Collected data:
PR #437, opened 2017-10-20
aggregates: search-and-fetch api

sileht:
This change adds the /v1/aggregates/search-and-fetch API.

It allows to search for metrics with the same format as
resource search and cross metric aggregation.

And then it applies operations on them like /v1/aggregates/fetch API.

It also re-add transformation tests related to cross metric aggregation
endpoint but with new aggregates API.

Related #419

### DIFF
--- a/doc/source/rest.j2
+++ b/doc/source/rest.j2
@@ -602,7 +602,16 @@ least one of the time series is returned.
 
 {{ scenarios['get-aggregates-by-metric-ids-fill']['doc'] }}
 
+It's also possible to do that aggregation on |metrics| linked to |resources|.
+In order to select these |resources|, the following endpoint accepts a query
+such as the one described in `Searching for resources`_.
 
+{{ scenarios['get-aggregates-by-attributes-lookup']['doc'] }}
+
+It is possible to group the |resource| search results by any attribute of the
+requested |resource| type, and then compute the aggregation:
+
+{{ scenarios['get-aggregates-by-attributes-lookup-groupby']['doc'] }}
 
 List of supported <operations>
 ------------------------------
--- a/gnocchi/rest/aggregates/api.py
+++ b/gnocchi/rest/aggregates/api.py
@@ -14,12 +14,15 @@
 # License for the specific language governing permissions and limitations
 # under the License.
 
+import itertools
+
 import pecan
 from pecan import rest
 import pyparsing
 import six
 import voluptuous
 
+from gnocchi import indexer
 from gnocchi.rest.aggregates import exceptions
 from gnocchi.rest.aggregates import operations as agg_operations
 from gnocchi.rest.aggregates import processor
@@ -155,15 +158,28 @@ def get_measures_or_abort(metrics_and_aggregations, operations, start,
                         "detail": [(str(e.metric.id), e.method)]})
 
 
-class FetchController(rest.RestController):
+def ResourceTypeSchema(resource_type):
+    try:
+        pecan.request.indexer.get_resource_type(resource_type)
+    except indexer.NoSuchResourceType as e:
+        api.abort(400, e)
+    return resource_type
 
-    FetchSchema = {
+
+class AggregatesController(rest.RestController):
+
+    FetchSchema = voluptuous.Any({
         "operations": OperationsSchema
-    }
+    }, {
+        "operations": OperationsSchema,
+        "resource_type": ResourceTypeSchema,
+        "search": voluptuous.Any(api.ResourceSearchSchema,
+                                 api.QueryStringSearchAttrFilter.parse),
+    })
 
     @pecan.expose("json")
     def post(self, start=None, stop=None, granularity=None,
-             needed_overlap=100.0, fill=None):
+             needed_overlap=100.0, fill=None, groupby=None):
         start, stop, granularity, needed_overlap, fill = api.validate_qs(
             start, stop, granularity, needed_overlap, fill)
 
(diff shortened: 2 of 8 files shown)


sileht:
Pull-request updated, HEAD is now 02b078baafdf0de80d59c137053a5ada1e7f0c26

doc/source/rest.j2
```diff
@@ -602,7 +602,16 @@ least one of the time series is returned.
 
 {{ scenarios['get-aggregates-by-metric-ids-fill']['doc'] }}
 
+It's also possible to do that aggregation on |metrics| linked to |resources|.
+In order to select these |resources|, the following endpoint accepts a query
+such as the one described in `Searching for resources`_.
```
jd: I'm thinking we'll have to rewrite this as a string like we did for operations, e.g., `(eq "server_group" "my_autoscaling_group")`

gnocchi/rest/aggregates/api.py
```diff
@@ -207,5 +210,94 @@ def post(self, start=None, stop=None, granularity=None,
...
+    @pecan.expose('json')
+    def post(self, start=None, stop=None, granularity=None,
+             needed_overlap=100.0, fill=None, groupby=None):
+        start, stop, granularity, needed_overlap, fill = api.validate_qs(
+            start, stop, granularity, needed_overlap, fill)
+        body = api.deserialize_and_validate(self.SearchAndFetchSchema)
+
+        references = list(extract_references(body["operations"]))
+        if not references:
+            api.abort(400, {"cause": "operations is invalid",
```
jd: `Operation is invalid`

gnocchi/rest/aggregates/api.py
```diff
@@ -207,5 +210,94 @@ def post(self, start=None, stop=None, granularity=None,
...
+                            "reason": "at least one 'metric' is required",
```
jd: `At least…`

sileht:
Pull-request updated, HEAD is now 21a91a0c2bbe8705f619d15b7ad6733c6ef8f4a6

doc/source/rest.j2
sileht: That looks a good idea !

sileht:
Pull-request updated, HEAD is now ad345bb01b57339e935c511c308b2c49c4bdaa06

sileht:
Pull-request updated, HEAD is now 21a91a0c2bbe8705f619d15b7ad6733c6ef8f4a6

gnocchi/rest/aggregates/api.py
```diff
@@ -207,5 +210,94 @@ def post(self, start=None, stop=None, granularity=None,
...
+                                     start, stop, granularity, needed_overlap,
+                                     fill, ref_identifier="name")
+
+
 class AggregatesController(object):
-    fetch = FetchController()
+    def __init__(self):
+        ctrls = {
+            "fetch": FetchController(),
+            "search-and-fetch": SearchAndFetchController(),
```
chungg: tbh, new endpoint seems a little strange. should we maybe just combine the two?

gnocchi/tests/functional/gabbits/aggregates-search-and-fetch.yaml
```diff
@@ -0,0 +1,190 @@
...
+        id: b1409ec6-3909-4b37-bbff-f9a5448fe328
+        user_id: 70b5b732-9d81-4dfb-a8a1-a424ef3eae6b
+        project_id: ee4cfc41-1cdc-4d2f-9a08-f94111d80171
+        metrics:
+          cpu.util:
+            archive_policy_name: low
+      status: 201
+
+    - name: post cpuutil measures 4
+      POST: /v1/resource/generic/33333BC5-5948-4F29-B7DF-7DE607660452/metric/cpu.util/measures
```
chungg: this is posting to resource 3. resource 4 doesn't seem to be used ever.

gnocchi/rest/aggregates/api.py
chungg: maybe we should call it transform, translate, or mutate instead of fetch now that i think about it.

sileht:
>>  class AggregatesController(object):
>-    fetch = FetchController()
>+    def __init__(self):
>+        ctrls = {
>+            "fetch": FetchController(),
>+            "search-and-fetch": SearchAndFetchController(),
>
>tbh, new endpoint seems a little strange. should we maybe just combine the two?

I guess we can check is "search" is set or not to known if we have to
query resources.

@gordc, @jdanjou WDT ?

-- 
Mehdi Abaakouk
mail: sileht@sileht.net
irc: sileht

jd:
@sileht yeah sounds like a good idea to me. I don't see any downside to it.

chungg:
@sileht yeah, that seems better if possible.

sileht:
Pull-request updated, HEAD is now dc05a22af99d4089cb10eb63276f81bd3000f2f1

sileht:
Pull-request updated, HEAD is now 02f66294a0c97caeb8c7c067f51ef9ff6e091aa5

sileht:
Pull-request updated, HEAD is now 0bccb18578f3acea3ce18c677419048e20015f81

sileht:
Pull-request updated, HEAD is now 228cedfbacf865298300abdc8b5b6c4760e1f5c6

sileht:
Pull-request updated, HEAD is now a59573354a91e7a3bf5bcc5d43320f8d2783f998

sileht:
Pull-request updated, HEAD is now 8e254cd66c66403aad45d8401c1ff275da695040

gnocchi/tests/functional/gabbits/aggregates-with-resources.yaml
```diff
@@ -0,0 +1,190 @@
...
+        id: b1409ec6-3909-4b37-bbff-f9a5448fe328
+        user_id: 70b5b732-9d81-4dfb-a8a1-a424ef3eae6b
+        project_id: ee4cfc41-1cdc-4d2f-9a08-f94111d80171
+        metrics:
+          cpu.util:
+            archive_policy_name: low
+      status: 201
+
+    - name: post cpuutil measures 4
+      POST: /v1/resource/generic/33333BC5-5948-4F29-B7DF-7DE607660452/metric/cpu.util/measures
```
chungg: still posting to resource 3 and not resource 4

sileht:
Pull-request updated, HEAD is now 32a61aa3dc35a0aa9cfc1c1bd6c0f611565edace

gnocchi/tests/functional/gabbits/aggregates-with-resources.yaml
sileht: lol, the test that use it is also true when no measure are inside metric4

chungg: ooohhh. metric4 is there to prove it's not being picked up by search query. just noticed it was a different user_id

Asu4ni:
I was browsing through the release note 4.1, and found that the deprecation of Aggregation across metrics endpoint was not mentioned there. Is it okay if there isn't one?

jd:
It's marked as deprecated in the documentation of the REST API. We don't have any programmatic way to deprecate things, so we're doing our best. If you want to add a release note, feel free, we can backport it.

Assignment: The answer must be every line from the records above that contains the word "little", copied out.

Answer to the exercise:
chungg: tbh, new endpoint seems a little strange. should we maybe just combine the two?
>tbh, new endpoint seems a little strange. should we maybe just combine the two?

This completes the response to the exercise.